[Dataset entries]
☆ ☆ ☆ ☆ ☆ ☆ ☆
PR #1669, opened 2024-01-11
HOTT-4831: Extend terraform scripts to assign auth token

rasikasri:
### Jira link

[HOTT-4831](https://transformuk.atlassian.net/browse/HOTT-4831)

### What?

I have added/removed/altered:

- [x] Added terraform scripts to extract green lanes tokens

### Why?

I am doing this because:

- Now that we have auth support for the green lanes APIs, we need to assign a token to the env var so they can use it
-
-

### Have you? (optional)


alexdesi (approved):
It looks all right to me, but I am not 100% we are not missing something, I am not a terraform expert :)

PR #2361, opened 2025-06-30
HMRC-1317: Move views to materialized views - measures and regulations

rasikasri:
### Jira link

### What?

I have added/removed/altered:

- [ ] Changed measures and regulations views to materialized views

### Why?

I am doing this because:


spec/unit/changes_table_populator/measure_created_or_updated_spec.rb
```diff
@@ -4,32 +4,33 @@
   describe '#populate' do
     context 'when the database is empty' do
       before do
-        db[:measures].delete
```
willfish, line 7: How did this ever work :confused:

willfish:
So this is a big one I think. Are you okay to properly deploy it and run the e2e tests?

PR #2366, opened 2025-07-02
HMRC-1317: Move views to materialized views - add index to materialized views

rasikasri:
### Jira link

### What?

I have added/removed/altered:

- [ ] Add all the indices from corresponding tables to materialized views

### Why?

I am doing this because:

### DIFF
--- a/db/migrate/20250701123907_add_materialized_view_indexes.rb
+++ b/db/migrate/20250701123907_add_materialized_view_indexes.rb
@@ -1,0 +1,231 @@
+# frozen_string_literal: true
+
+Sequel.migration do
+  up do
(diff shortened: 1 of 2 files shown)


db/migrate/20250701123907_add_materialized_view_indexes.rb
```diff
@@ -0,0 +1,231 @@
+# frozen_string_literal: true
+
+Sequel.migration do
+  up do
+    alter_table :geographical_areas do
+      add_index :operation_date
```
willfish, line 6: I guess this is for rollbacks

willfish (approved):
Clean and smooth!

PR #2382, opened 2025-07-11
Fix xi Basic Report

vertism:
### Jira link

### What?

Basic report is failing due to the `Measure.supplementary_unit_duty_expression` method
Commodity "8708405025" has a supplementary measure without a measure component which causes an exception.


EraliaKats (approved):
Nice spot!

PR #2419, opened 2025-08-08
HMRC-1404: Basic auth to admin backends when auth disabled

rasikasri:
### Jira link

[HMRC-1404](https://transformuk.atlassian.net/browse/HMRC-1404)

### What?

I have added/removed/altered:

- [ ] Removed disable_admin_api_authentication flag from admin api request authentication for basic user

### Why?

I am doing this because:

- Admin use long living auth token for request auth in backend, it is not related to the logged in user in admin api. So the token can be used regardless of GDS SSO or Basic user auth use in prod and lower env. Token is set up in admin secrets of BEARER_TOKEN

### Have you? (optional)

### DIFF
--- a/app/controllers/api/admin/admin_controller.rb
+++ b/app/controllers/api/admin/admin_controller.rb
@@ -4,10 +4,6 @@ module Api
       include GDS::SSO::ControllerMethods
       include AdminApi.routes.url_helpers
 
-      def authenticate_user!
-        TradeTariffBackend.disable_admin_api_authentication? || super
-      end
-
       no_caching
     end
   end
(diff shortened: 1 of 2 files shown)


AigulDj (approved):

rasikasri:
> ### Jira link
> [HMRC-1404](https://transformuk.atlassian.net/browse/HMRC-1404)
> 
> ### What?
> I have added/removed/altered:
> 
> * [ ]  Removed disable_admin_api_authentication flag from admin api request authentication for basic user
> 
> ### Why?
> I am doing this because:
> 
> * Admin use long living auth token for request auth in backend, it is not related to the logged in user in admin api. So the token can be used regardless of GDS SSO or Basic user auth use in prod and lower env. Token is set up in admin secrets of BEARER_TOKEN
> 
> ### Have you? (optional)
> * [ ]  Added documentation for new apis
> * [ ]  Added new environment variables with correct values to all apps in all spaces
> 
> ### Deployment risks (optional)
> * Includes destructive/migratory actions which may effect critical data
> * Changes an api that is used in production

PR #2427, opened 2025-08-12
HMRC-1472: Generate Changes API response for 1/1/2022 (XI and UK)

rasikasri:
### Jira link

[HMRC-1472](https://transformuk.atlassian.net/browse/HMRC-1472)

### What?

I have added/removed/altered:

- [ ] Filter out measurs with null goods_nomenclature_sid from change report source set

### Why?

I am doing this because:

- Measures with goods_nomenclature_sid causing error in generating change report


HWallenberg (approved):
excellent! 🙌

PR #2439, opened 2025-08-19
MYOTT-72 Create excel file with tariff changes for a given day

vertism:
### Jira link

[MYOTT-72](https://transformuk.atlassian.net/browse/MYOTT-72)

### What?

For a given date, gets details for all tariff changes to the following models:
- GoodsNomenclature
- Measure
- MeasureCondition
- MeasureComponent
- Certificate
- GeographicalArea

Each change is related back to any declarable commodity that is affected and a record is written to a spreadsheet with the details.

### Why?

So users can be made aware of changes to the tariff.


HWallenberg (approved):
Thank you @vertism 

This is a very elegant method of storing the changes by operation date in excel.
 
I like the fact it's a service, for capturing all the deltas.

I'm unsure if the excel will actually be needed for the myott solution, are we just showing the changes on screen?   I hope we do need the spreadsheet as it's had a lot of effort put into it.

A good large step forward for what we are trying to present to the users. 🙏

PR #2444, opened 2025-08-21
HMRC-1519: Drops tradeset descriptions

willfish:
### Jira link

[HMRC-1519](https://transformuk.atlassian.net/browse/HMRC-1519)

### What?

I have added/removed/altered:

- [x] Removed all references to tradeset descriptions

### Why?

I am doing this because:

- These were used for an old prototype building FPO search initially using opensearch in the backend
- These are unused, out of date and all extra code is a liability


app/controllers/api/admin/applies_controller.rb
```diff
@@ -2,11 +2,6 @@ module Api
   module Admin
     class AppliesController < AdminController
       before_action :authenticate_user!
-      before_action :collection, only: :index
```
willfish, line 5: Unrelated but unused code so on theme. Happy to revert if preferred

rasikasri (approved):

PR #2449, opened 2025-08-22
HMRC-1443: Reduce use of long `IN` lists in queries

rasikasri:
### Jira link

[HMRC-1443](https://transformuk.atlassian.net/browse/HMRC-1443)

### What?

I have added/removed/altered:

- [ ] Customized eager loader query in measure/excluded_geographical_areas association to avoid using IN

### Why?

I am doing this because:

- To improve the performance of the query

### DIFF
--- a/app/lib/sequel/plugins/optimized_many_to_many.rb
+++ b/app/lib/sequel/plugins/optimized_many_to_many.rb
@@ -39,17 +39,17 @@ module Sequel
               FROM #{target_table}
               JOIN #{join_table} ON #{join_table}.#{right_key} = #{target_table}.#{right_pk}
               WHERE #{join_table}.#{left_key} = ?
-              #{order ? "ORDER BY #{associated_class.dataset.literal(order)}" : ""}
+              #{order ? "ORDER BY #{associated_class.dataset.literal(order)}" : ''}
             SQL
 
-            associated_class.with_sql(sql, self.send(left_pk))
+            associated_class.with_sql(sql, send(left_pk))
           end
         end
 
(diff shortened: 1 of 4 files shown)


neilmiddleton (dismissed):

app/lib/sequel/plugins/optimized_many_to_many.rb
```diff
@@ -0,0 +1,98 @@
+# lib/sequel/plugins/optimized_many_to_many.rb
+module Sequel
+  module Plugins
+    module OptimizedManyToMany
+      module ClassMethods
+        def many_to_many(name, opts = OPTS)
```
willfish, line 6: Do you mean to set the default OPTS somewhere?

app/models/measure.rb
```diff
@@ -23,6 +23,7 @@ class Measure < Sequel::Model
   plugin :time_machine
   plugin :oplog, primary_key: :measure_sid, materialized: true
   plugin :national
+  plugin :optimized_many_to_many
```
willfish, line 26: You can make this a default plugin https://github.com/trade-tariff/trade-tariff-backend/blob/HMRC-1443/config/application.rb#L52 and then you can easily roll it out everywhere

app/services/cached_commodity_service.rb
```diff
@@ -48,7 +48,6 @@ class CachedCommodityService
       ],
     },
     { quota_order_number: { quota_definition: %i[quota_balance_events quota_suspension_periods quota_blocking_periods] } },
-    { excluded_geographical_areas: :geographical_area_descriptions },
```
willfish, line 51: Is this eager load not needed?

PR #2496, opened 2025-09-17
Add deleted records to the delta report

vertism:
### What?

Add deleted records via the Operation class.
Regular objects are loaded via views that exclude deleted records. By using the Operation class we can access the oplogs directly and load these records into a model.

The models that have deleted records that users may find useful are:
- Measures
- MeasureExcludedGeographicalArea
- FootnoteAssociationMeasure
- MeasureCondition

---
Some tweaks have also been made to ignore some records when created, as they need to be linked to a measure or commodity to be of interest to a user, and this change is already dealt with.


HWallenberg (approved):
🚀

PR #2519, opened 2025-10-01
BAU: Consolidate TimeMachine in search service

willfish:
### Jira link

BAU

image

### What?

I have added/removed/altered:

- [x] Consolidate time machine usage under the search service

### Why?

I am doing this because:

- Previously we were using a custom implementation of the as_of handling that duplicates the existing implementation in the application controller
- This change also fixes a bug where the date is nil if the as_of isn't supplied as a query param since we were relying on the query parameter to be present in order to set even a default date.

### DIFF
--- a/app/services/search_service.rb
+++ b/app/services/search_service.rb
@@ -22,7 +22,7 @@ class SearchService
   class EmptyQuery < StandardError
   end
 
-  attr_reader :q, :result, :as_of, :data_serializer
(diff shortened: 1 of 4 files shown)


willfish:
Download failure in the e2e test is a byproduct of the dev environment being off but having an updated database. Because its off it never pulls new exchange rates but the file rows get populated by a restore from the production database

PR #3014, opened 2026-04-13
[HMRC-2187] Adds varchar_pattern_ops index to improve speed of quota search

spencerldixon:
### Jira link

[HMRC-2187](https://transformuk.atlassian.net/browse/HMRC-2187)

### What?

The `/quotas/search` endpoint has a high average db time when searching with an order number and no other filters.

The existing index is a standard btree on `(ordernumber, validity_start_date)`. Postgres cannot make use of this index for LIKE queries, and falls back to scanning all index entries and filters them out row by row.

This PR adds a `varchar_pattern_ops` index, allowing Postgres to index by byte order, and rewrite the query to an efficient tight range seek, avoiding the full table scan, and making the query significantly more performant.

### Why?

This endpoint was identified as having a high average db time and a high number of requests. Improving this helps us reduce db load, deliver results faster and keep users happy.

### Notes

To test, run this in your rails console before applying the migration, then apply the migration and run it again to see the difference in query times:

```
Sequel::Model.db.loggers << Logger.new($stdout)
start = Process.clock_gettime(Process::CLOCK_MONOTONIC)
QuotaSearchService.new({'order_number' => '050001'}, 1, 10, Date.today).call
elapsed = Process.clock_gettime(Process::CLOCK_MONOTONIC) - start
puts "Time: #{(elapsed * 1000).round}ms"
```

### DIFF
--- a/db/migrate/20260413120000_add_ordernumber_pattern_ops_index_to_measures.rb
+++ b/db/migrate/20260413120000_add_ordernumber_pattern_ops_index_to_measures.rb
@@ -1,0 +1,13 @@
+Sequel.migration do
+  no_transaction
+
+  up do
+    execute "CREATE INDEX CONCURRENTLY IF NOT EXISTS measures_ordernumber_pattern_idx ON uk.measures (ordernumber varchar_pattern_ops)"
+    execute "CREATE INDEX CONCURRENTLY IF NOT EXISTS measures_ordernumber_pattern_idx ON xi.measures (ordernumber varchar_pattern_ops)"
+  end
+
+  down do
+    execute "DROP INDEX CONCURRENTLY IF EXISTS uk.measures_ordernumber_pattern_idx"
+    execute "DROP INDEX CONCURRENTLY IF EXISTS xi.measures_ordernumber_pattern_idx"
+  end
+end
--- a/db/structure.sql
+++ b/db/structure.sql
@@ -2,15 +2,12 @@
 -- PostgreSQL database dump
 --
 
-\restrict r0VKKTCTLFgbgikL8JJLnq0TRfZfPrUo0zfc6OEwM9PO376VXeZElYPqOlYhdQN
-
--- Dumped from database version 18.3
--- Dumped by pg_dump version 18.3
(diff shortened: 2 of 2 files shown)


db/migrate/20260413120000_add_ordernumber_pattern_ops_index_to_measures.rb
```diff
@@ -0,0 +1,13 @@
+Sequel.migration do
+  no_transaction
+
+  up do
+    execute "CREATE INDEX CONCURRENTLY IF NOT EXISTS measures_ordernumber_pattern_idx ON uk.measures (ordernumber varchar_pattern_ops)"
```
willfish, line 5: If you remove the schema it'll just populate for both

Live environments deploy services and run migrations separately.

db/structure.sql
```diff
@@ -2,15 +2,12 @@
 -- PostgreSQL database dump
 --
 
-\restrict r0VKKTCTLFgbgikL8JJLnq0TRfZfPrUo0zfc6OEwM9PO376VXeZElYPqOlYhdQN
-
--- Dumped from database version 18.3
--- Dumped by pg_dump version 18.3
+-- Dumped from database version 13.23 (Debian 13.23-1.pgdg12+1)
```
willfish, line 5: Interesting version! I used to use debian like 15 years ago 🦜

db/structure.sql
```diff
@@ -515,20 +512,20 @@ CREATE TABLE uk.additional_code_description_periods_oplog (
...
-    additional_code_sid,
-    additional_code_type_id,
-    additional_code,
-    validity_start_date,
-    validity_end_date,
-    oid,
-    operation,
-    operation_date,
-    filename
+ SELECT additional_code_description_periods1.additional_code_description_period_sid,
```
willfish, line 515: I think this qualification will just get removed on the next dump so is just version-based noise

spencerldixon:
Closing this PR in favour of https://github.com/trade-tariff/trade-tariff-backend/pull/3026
☆ ☆ ☆ ☆ ☆ ☆ ☆
**INSTRUCTIONS FOR THE TASK:**
Report each line of the entries where the word "structure" occurs.

**TASK SOLUTION:**
--- a/db/structure.sql
+++ b/db/structure.sql
db/structure.sql
db/structure.sql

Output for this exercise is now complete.